1) I have been clear about this. The measurements of 1 and 4 are spacelike separated from each other, and as well each spacelike separated from the experimenter and their BSM device. The order of execution in the same reference frame is: a) measure Photon 1; b) execute (or not) the swap); c) measure Photon 4. Because they are specified as spacelike separated (apparently you don't appreciate the word "distant"), no signal can propagate between any of these faster than c.

Yes, I also see why you recommend that both the 1 and 4 measurements should be placed before the BSM on 2 & 3. And your point on that is good, probably a better choice than what I specified actually. But the reason I selected this is that it forces the MWI issue of saying what happens when 1 is measured; and then forces the MWI issue of saying what happens when 2&3 are projected.

Of course, I know perfectly well that in QM the ordering does not change the quantum predictions. And I know what the quantum predictions are. But the ordering will matter in MWI, at least that is what I am exploring. Obviously, it shouldn't matter in MWI either but that just doesn't make sense based on any kind of deterministic dynamics. 2) I would say it is fair to say QM has handwaving in it. After all, the rule for a successful swap in the BSM is something labeled "indistinguishability". I don't question it, I just accept the rule because it works. (It's sort of like "irreversible measurements" or "collapse". All of these require a bit of handwaving or suspension of logic.

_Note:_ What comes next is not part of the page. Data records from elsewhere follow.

PR #199155, opened 2026-05-22
[InstCombine] Avoid propagating invalid metadata in FoldOpIntoSelect

Shiyas-N:
Fixes #186471

FoldOpIntoSelect may create a select with a different result type from
the original instruction. The existing implementation blindly copied all
metadata from the original select, which could propagate invalid
type-specific metadata to the transformed instruction.

In particular, folding an fcmp over a floating-point select could copy
!fpmath metadata onto a non-FP select, producing invalid IR and causing
verifier failures.

This change preserves only metadata that remains valid for the
transformed select and propagates !fpmath only for FP-typed selects.
Debug locations are also preserved explicitly.

### DIFF
--- a/llvm/lib/Transforms/InstCombine/InstructionCombining.cpp
+++ b/llvm/lib/Transforms/InstCombine/InstructionCombining.cpp
@@ -1820,7 +1820,24 @@ Instruction *InstCombinerImpl::FoldOpIntoSelect(Instruction &Op, SelectInst *SI,
     NewTV = foldOperationIntoSelectOperand(Op, SI, TV, *this);
   if (!NewFV)
     NewFV = foldOperationIntoSelectOperand(Op, SI, FV, *this);
-  return SelectInst::Create(SI->getCondition(), NewTV, NewFV, "", nullptr, SI);
+
+  SelectInst *NewSel = SelectInst::Create(SI->getCondition(), NewTV, NewFV);
+
+  // Preserve metadata that remains valid for the transformed select.
+  if (MDNode *Prof = SI->getMetadata(LLVMContext::MD_prof))
+    NewSel->setMetadata(LLVMContext::MD_prof, Prof);
+  if (MDNode *Unpred = SI->getMetadata(LLVMContext::MD_unpredictable))
+    NewSel->setMetadata(LLVMContext::MD_unpredictable, Unpred);
+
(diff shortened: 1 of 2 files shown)


Shiyas-N:
Gentle ping for review. Thanks!

llvm/lib/Transforms/InstCombine/InstructionCombining.cpp
```diff
@@ -1831,7 +1831,24 @@ Instruction *InstCombinerImpl::FoldOpIntoSelect(Instruction &Op, SelectInst *SI,
...
     NewFV = foldOperationIntoSelectOperand(Op, SI, FV, *this);
-  return SelectInst::Create(SI->getCondition(), NewTV, NewFV, "", nullptr, SI);
+
+  SelectInst *NewSel = SelectInst::Create(SI->getCondition(), NewTV, NewFV);
+
+  // Preserve metadata that remains valid for the transformed select.
+  if (MDNode *Prof = SI->getMetadata(LLVMContext::MD_prof))
+    NewSel->setMetadata(LLVMContext::MD_prof, Prof);
+  if (MDNode *Unpred = SI->getMetadata(LLVMContext::MD_unpredictable))
+    NewSel->setMetadata(LLVMContext::MD_unpredictable, Unpred);
```
nikic: Use copyMetadata with a list of metadata to copy.

llvm/lib/Transforms/InstCombine/InstructionCombining.cpp
```diff
@@ -1831,7 +1831,24 @@ Instruction *InstCombinerImpl::FoldOpIntoSelect(Instruction &Op, SelectInst *SI,
...
+
+  // Preserve !fpmath only for FP-typed selects.
+  if (isa<FPMathOperator>(NewSel))
+    if (MDNode *FPMath = SI->getMetadata(LLVMContext::MD_fpmath))
+      NewSel->setMetadata(LLVMContext::MD_fpmath, FPMath);
```
nikic: I don't think `!fpmath` on a select really makes sense, because they are precise bitwise copies, so talking about acceptable error for them is meaningless. Probably not worth trying to forbid it, but we don't need to go out of the way to copy it.

nikic (approved):
LGTM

I accept them because they mostly work.) But extra handwaving over and above whatever we must minimally accept should be identified as such.3) The contextuality of all QM interpretations is in the expectation value for entanglement. For example, polarization matches of entangled linear polarized photons is at the rate of cos^2(A-B) where A and B are the nonlocal future measurement settings. That's the definition of "context".

On its own, that of course doesn't say anything about an underlying mechanism. That part would be specific to the interpretation. But you'd have to admit that it's a pretty big hint if the quantum prediction doesn't include any variables from the circumstances of their creation (other than the Bell state). And also, features a nonlocal context when both A and B can be decided long after they are no longer capable of causal context.

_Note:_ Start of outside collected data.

PR #199157, opened 2026-05-22
[flang] Fixed FIR AA's getSource() for box loads inside acc.compute_region.

vzakhari:
This patch fixes a regression caused by #198635: when we call getSource()
for a `fir.load` of a box we have to handle the input value that might be
a `BlockArgument` and pass-through it.


razvanlupusoru (approved):
Thank you.

PR #199158, opened 2026-05-22
[flang][FIRToMemRef] Get strides from descriptor for some array_coor cases.

vzakhari:
This is a follow-up on Jean's comment https://github.com/llvm/llvm-project/pull/198933#discussion_r3279535746

This patch makes use of the descriptor strides when `fir.array_coor`'s
memref is a `fir.box` that is not a fir.embox result.


jeanPerier (approved):
Thanks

So I stand by my statement. Again, that wouldn't mean on its own that theory couldn't be local or realistic. But it should be a clue. One thing that is missing in calling QM contextual is that there is no obvious hint of what (if anything) is responsible for random outcomes. Apparently, the effect of any putative hidden (or other) variables cancels out, leaving only the context for a prediction.

 

[PeterDonis]

@DrChinese, as I posted a little bit ago, please read my posts #79, #81, #82, #83, and #84. I have worked things out in considerably more detail since I made the post you quoted in your post #89, with regard to both the math and how the MWI would describe the various possible scenarios that you get by switching around the time ordering of the key events. I do analyze the spacelike separated case that you specified, but I also analyze the timelike separated cases. I also comment in post #84 about what aspects of the MWI description I think are and are not local.

 

[PeterDonis]

the rule for a successful swap in the BSM is something labeled "indistinguishability"

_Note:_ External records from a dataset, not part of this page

PR #199160, opened 2026-05-22
[lldb] Adopt LockedPtr in Module (NFC)

JDevlieghere:
Follow-up to #198941, which introduced Locked<T> and SharedLocked<T>. Add GetObjectFileLocked, GetSymbolFileLocked, GetSymtabLocked, and GetSectionListLocked alongside the existing accessors.

The locked variants cover two things:

1. They prevent the pointer from being swapped out from under the caller. The old getters take m_mutex only during lazy initialization and release it before returning. The unique_ptr or shared_ptr that owns the pointee can therefore be reassigned by another thread while the caller still holds the raw value. LockedPtr keeps the Module mutex held alongside the borrowed pointer, pinning the binding for the lifetime of the handle.

2. They serialize access to the pointee itself. This is not new, the classes in question were already relying on the Module mutex for synchronization.

Migrate the four call sites in Module where the existing patter maps to a single LockedPtr.

The legacy raw-pointer getters remain so call sites can migrate incrementally.

### DIFF
--- a/lldb/source/Core/Module.cpp
+++ b/lldb/source/Core/Module.cpp
@@ -1231,25 +1231,21 @@ SectionList *Module::GetSectionList() {
 }
 
 LockedPtr<ObjectFile> Module::GetObjectFileLocked() {
-  std::unique_lock<std::recursive_mutex> guard(m_mutex);
-  return LockedPtr<ObjectFile>(std::move(guard), GetObjectFile());
+  return LockedPtr<ObjectFile>(m_mutex, GetObjectFile());
 }
 
 LockedPtr<SectionList> Module::GetSectionListLocked() {
-  std::unique_lock<std::recursive_mutex> guard(m_mutex);
-  return LockedPtr<SectionList>(std::move(guard), GetSectionList());
+  return LockedPtr<SectionList>(m_mutex, GetSectionList());
 }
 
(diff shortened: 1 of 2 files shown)


lldb/source/Core/Module.cpp
```diff
@@ -1234,6 +1230,28 @@ SectionList *Module::GetSectionList() {
   return m_sections_up.get();
 }
 
+LockedPtr<ObjectFile> Module::GetObjectFileLocked() {
+  std::unique_lock<std::recursive_mutex> guard(m_mutex);
+  return LockedPtr<ObjectFile>(std::move(guard), GetObjectFile());
```
Teemperor: Maybe I'm missing something here, but these functions can just do:
```
LockedPtr<ObjectFile> Module::GetObjectFileLocked() {
  return LockedPtr<ObjectFile>(m_mutex, GetObjectFile());
}
```

Unless you really want to have unique_lock here to indicate this is an exclusive lock, but I think the LockedPtr type already makes that clear.

Teemperor (approved):
One small nit but otherwise this LGTR

augusto2112 (approved):

lldb/source/Core/Module.cpp
JDevlieghere: Thanks. This is a remnant of my original PR where I stored the lock rather than the mutex. You're right that this is no longer necessary.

I should note that in my analysis in the posts I have referenced, I don't make any specific assumption about how this works. All I assume is that at the BSM, there is some probability of a swap and a corresponding probability of no swap. So the unitary operator that I call $U_{S/N}$, that describes all of the possibilities of what can happen at the BSM, is just a linear combination of the "swap" operator, which I call $U_S$ and whose action I work out in post #79, and the "no swap" operator, which is just the identity. That is sufficient to do the analysis, but of course it leaves out a lot of detail about how the swap/no swap "decision" is made at the BSM in the actual experiments.

 

[PeterDonis]

I stand by my statement.

If you mean your statement that you think the MWI makes different predictions from standard QM, this is refuted by the posts of mine that I referenced. I explicitly do the math to show this.

the ordering will matter in MWI, at least that is what I am exploring

It doesn't. I explicitly do the math to show that the unitary operators involved commute, so the final state is the same regardless of what order the operations are done in.

 

[martinbn]

...
And they did this without any direct interaction, guided by a far distant experimenter's decision to execute a swap (or not).
...

Just to add a detail I think is important. The experimenter can choose to execute the swap or not, but if he chooses to do it there is no garantee that it will happen. In the standard scenario only one in four will result in a swap. Also the experimenters that measure photons 1 and 4 need to know on which trails there was actually a swap. Without it, they will not see any entanglement.

 

[Morbert]

@DrChinese I think we should stick with the simpler case of an experiment with one idealised nondestructive BSM apparatus for the moment, and the case with multiple apparatuses can be revisited later if need be.

We have an initial state $$|\Psi\rangle = |\Psi^1\rangle_{12}|\Psi^1\rangle_{34}|M^\mathrm{ready}\rangle|\epsilon^0\rangle = \sum_i c_i|\Psi^i\rangle_{23}|\Psi^i\rangle_{14}|M^\mathrm{ready}\rangle|\epsilon^0\rangle$$Where $M^\mathrm{ready}$ is the BSM device in a ready state and $\epsilon$ are environmental degrees of freedom around the BSM apparatus. Anticipating an objection (square brackets are my changes):

This idea - that the initial [4] photon system contains a subset in which 1 & [4] are entangled - is absolutely false. QM absolutely does not say this, and virtually every swapping paper makes clear that this is not the case.

No such claim is being implied when we choose the above representation of the initial wavefunction. The representation merely makes it easier to understand the processes involved when the 4-photon system and the BSM apparatus interact.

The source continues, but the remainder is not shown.